— Work to be completed —
Among the entries below, find the line with "I raised this", then quote it and each following line up to and including the line with "Closing in favor", and nothing else.

— Provided information —

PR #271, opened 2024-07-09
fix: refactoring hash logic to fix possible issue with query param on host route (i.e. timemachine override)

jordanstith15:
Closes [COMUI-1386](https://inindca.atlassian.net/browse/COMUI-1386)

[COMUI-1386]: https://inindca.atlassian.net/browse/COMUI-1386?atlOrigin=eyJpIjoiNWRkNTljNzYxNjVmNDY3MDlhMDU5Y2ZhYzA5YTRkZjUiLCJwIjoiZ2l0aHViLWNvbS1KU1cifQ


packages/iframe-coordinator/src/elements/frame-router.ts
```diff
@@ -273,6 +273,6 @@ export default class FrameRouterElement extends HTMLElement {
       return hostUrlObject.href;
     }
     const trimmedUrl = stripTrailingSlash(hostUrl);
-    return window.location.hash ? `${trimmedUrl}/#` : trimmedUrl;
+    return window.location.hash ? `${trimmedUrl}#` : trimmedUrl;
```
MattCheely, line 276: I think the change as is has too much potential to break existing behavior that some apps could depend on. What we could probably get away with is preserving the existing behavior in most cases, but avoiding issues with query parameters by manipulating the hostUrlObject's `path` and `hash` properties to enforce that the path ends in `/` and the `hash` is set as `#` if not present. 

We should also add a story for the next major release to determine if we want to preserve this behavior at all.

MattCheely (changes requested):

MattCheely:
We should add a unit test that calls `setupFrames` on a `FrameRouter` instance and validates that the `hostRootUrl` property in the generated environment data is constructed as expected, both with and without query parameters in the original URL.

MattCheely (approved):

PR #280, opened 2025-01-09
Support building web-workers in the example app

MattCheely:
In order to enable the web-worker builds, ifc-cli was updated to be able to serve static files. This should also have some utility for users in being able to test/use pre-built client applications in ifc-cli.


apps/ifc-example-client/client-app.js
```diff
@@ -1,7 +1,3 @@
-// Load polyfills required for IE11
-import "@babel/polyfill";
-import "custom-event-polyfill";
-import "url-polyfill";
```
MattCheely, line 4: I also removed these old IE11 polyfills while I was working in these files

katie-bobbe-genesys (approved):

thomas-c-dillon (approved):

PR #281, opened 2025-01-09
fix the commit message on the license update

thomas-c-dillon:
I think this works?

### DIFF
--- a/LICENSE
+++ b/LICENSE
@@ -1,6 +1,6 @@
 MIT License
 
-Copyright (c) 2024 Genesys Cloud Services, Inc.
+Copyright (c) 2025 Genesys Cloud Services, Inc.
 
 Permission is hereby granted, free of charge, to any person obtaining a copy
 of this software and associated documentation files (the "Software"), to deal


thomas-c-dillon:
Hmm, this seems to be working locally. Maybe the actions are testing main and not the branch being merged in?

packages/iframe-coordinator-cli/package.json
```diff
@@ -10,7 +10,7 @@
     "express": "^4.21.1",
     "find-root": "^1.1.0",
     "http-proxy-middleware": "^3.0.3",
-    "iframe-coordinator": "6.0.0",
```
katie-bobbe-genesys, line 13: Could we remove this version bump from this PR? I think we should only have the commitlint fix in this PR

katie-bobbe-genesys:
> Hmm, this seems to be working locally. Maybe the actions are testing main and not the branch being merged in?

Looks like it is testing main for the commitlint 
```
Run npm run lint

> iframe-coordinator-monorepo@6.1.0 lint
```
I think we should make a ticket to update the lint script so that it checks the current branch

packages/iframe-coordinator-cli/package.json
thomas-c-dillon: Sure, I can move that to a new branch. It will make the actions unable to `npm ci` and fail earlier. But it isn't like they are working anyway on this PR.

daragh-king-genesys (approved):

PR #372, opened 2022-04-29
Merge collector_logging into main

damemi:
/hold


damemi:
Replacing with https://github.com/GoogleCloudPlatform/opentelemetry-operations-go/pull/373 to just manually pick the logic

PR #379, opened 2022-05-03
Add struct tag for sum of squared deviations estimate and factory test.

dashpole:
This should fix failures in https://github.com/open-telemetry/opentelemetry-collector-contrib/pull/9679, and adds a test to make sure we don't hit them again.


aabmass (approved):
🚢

==

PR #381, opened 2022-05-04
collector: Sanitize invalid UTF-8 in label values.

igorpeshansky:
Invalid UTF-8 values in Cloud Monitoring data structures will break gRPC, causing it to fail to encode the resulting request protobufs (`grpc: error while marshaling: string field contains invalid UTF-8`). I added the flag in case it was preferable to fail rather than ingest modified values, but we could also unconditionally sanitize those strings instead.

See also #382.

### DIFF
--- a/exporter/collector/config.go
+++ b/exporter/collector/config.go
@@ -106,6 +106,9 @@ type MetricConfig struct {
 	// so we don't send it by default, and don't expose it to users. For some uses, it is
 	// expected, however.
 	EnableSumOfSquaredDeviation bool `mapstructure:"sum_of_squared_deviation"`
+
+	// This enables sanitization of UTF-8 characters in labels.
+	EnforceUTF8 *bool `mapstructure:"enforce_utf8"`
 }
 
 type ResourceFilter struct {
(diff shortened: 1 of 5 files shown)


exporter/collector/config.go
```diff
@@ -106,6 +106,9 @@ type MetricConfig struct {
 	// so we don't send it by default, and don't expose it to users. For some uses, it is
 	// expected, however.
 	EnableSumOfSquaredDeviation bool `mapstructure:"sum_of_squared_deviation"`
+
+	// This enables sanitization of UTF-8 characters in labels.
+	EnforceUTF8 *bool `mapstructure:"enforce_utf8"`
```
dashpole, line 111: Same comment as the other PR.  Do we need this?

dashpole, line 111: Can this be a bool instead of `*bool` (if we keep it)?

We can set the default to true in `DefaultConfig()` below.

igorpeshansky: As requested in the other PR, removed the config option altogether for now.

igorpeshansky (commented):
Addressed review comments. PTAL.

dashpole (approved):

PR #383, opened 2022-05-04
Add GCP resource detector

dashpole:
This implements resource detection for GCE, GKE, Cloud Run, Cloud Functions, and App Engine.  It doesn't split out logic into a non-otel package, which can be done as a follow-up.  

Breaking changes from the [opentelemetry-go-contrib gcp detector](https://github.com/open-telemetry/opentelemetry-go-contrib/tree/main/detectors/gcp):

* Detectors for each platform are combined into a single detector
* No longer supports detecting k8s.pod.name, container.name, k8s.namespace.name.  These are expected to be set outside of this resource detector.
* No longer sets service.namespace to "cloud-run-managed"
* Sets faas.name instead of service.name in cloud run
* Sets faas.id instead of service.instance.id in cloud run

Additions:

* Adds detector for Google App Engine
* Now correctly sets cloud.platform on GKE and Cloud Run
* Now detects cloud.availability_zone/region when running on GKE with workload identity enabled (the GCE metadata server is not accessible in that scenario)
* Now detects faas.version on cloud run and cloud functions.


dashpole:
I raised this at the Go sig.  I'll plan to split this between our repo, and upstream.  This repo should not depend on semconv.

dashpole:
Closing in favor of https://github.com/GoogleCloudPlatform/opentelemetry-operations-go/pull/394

— Result for this task —
I raised this at the Go sig.  I'll plan to split this between our repo, and upstream.  This repo should not depend on semconv.

dashpole:
Closing in favor of https://github.com/GoogleCloudPlatform/opentelemetry-operations-go/pull/394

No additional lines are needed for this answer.